▸ **Exercise aim**
Exactly as written, retype all of the records that come next.

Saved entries
PR #10736, opened 2021-07-30
config: add secure-defaults setting

dnephin:
This is a quick spike to demonstrate the idea of a `-secure-defaults` setting.

The setting would force enable a bunch of settings required for a secure setup (ex: ACLs enabled), and would make others required (ex: an agent TLS cert and key).


jmurret:

PR #10737, opened 2021-07-30
acl: remove authz == nil checks

dnephin:
Follow up to #10632

Remove more of the `authz == nil` checks now that resolving a token should never return a `nil`. There are a few more `auth != nil` checks to handle, but I'll do that in another PR to keep the diff small.

Also cleans up some agent methods that were only used by tests.

### DIFF
--- a/agent/connect_auth.go
+++ b/agent/connect_auth.go
@@ -132,14 +132,6 @@ func (a *Agent) ConnectAuthorize(token string,
 		return false, reason, &meta, nil
 	}
 
-	// No match, we need to determine the default behavior. We do this by
-	// fetching the default intention behavior from the resolved authorizer. The
-	// default behavior if ACLs are disabled is to allow connections to mimic the
-	// behavior of Consul itself: everything is allowed if ACLs are disabled.
-	if authz == nil {
-		// ACLs not enabled at all, the default is allow all.
-		return true, "ACLs disabled, access is allowed by default", &meta, nil
-	}
 	reason = "Default behavior configured by ACLs"
 	return authz.IntentionDefaultAllow(nil) == acl.Allow, reason, &meta, nil
 }
--- a/agent/consul/acl_endpoint_legacy.go
+++ b/agent/consul/acl_endpoint_legacy.go
@@ -169,7 +169,7 @@ func (a *ACL) Apply(args *structs.ACLRequest, reply *string) error {
 	// NOTE: We will not support enterprise authorizer contexts with legacy ACLs
 	if rule, err := a.srv.ResolveToken(args.Token); err != nil {
 		return err
-	} else if rule == nil || rule.ACLWrite(nil) != acl.Allow {
+	} else if rule.ACLWrite(nil) != acl.Allow {
 		return acl.ErrPermissionDenied
 	}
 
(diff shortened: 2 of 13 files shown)


agent/structs/intention.go
```diff
@@ -325,11 +322,12 @@ func (ixn *Intention) CanRead(authz acl.Authorizer) bool {
...
-	if authz == nil || authz == acl.ManageAll() {
+	if authz == acl.ManageAll() {
 		return true
 	}
 	var authzContext acl.AuthorizerContext
 
+	// TODO: this line seems to require checking 'authz == acl.ManageAll()' above
 	if ixn.DestinationName == "" {
 		return false
 	}
```
dnephin, line 333: Calling out this TODO. In all other cases we've found (so far) simply using the `acl.Authorizer` without checking its value is correct.

In this case it seems like it may not be , so we had to add an `authz == acl.ManangeAll()` check above (the `ManageAll` authorized is returned when acls are disabled).

Is this `ixn.DestinationName == ""` in the right place? Maybe it should be in `authz.IntentionWrite` (called below)?   I believe if we made that change we could remove the `authz == acl.ManangeAll()` the `acl.Authorizer` interface would be much safer to use in general.

dnephin: cc @freddygv @rboyer  Thoughts on this proposed change? Any concerns?

agent/consul/acl_endpoint_legacy.go
```diff
@@ -169,7 +169,7 @@ func (a *ACL) Apply(args *structs.ACLRequest, reply *string) error {
 	// NOTE: We will not support enterprise authorizer contexts with legacy ACLs
 	if rule, err := a.srv.ResolveToken(args.Token); err != nil {
```
freddygv, line 170: minor: What if rule here (and other places calling `ResolveToken*`) was renamed to authz and the variable name rule was reserved for binding rules?

freddygv (approved):

agent/connect_auth.go
```diff
@@ -132,14 +132,6 @@ func (a *Agent) ConnectAuthorize(token string,
 		return false, reason, &meta, nil
 	}
 
-	// No match, we need to determine the default behavior. We do this by
-	// fetching the default intention behavior from the resolved authorizer. The
-	// default behavior if ACLs are disabled is to allow connections to mimic the
-	// behavior of Consul itself: everything is allowed if ACLs are disabled.
-	if authz == nil {
```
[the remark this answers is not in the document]
dnephin: I think it's handled here: https://github.com/hashicorp/consul/pull/10738/files#diff-385793ff8e66adc4fd524432b9ba17d84e6bef2655696874e19664f39b3077a9 

But I'll do another pass along with the other suggestion to make sure

agent/consul/acl_endpoint_legacy.go
dnephin: I think that's a great idea, I'll do that as a follow up

agent/structs/intention.go
dnephin: Sounds good. I'll address this in a follow up as well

▸ **Exercise response**
PR #10736, opened 2021-07-30
config: add secure-defaults setting

dnephin:
This is a quick spike to demonstrate the idea of a `-secure-defaults` setting.

The setting would force enable a bunch of settings required for a secure setup (ex: ACLs enabled), and would make others required (ex: an agent TLS cert and key).


jmurret:

PR #10737, opened 2021-07-30
acl: remove authz == nil checks

dnephin:
Follow up to #10632

Remove more of the `authz == nil` checks now that resolving a token should never return a `nil`. There are a few more `auth != nil` checks to handle, but I'll do that in another PR to keep the diff small.

Also cleans up some agent methods that were only used by tests.

### DIFF
--- a/agent/connect_auth.go
+++ b/agent/connect_auth.go
@@ -132,14 +132,6 @@ func (a *Agent) ConnectAuthorize(token string,
 		return false, reason, &meta, nil
 	}
 
-	// No match, we need to determine the default behavior. We do this by
-	// fetching the default intention behavior from the resolved authorizer. The
-	// default behavior if ACLs are disabled is to allow connections to mimic the
-	// behavior of Consul itself: everything is allowed if ACLs are disabled.
-	if authz == nil {
-		// ACLs not enabled at all, the default is allow all.
-		return true, "ACLs disabled, access is allowed by default", &meta, nil
-	}
 	reason = "Default behavior configured by ACLs"
 	return authz.IntentionDefaultAllow(nil) == acl.Allow, reason, &meta, nil
 }
--- a/agent/consul/acl_endpoint_legacy.go
+++ b/agent/consul/acl_endpoint_legacy.go
@@ -169,7 +169,7 @@ func (a *ACL) Apply(args *structs.ACLRequest, reply *string) error {
 	// NOTE: We will not support enterprise authorizer contexts with legacy ACLs
 	if rule, err := a.srv.ResolveToken(args.Token); err != nil {
 		return err
-	} else if rule == nil || rule.ACLWrite(nil) != acl.Allow {
+	} else if rule.ACLWrite(nil) != acl.Allow {
 		return acl.ErrPermissionDenied
 	}
 
(diff shortened: 2 of 13 files shown)


agent/structs/intention.go
```diff
@@ -325,11 +322,12 @@ func (ixn *Intention) CanRead(authz acl.Authorizer) bool {
...
-	if authz == nil || authz == acl.ManageAll() {
+	if authz == acl.ManageAll() {
 		return true
 	}
 	var authzContext acl.AuthorizerContext
 
+	// TODO: this line seems to require checking 'authz == acl.ManageAll()' above
 	if ixn.DestinationName == "" {
 		return false
 	}
```
dnephin, line 333: Calling out this TODO. In all other cases we've found (so far) simply using the `acl.Authorizer` without checking its value is correct.

In this case it seems like it may not be , so we had to add an `authz == acl.ManangeAll()` check above (the `ManageAll` authorized is returned when acls are disabled).

Is this `ixn.DestinationName == ""` in the right place? Maybe it should be in `authz.IntentionWrite` (called below)?   I believe if we made that change we could remove the `authz == acl.ManangeAll()` the `acl.Authorizer` interface would be much safer to use in general.

dnephin: cc @freddygv @rboyer  Thoughts on this proposed change? Any concerns?

agent/consul/acl_endpoint_legacy.go
```diff
@@ -169,7 +169,7 @@ func (a *ACL) Apply(args *structs.ACLRequest, reply *string) error {
 	// NOTE: We will not support enterprise authorizer contexts with legacy ACLs
 	if rule, err := a.srv.ResolveToken(args.Token); err != nil {
```
freddygv, line 170: minor: What if rule here (and other places calling `ResolveToken*`) was renamed to authz and the variable name rule was reserved for binding rules?

freddygv (approved):

agent/connect_auth.go
```diff
@@ -132,14 +132,6 @@ func (a *Agent) ConnectAuthorize(token string,
 		return false, reason, &meta, nil
 	}
 
-	// No match, we need to determine the default behavior. We do this by
-	// fetching the default intention behavior from the resolved authorizer. The
-	// default behavior if ACLs are disabled is to allow connections to mimic the
-	// behavior of Consul itself: everything is allowed if ACLs are disabled.
-	if authz == nil {
```
[the remark this answers is not in the document]
dnephin: I think it's handled here: https://github.com/hashicorp/consul/pull/10738/files#diff-385793ff8e66adc4fd524432b9ba17d84e6bef2655696874e19664f39b3077a9 

But I'll do another pass along with the other suggestion to make sure

agent/consul/acl_endpoint_legacy.go
dnephin: I think that's a great idea, I'll do that as a follow up

agent/structs/intention.go
dnephin: Sounds good. I'll address this in a follow up as well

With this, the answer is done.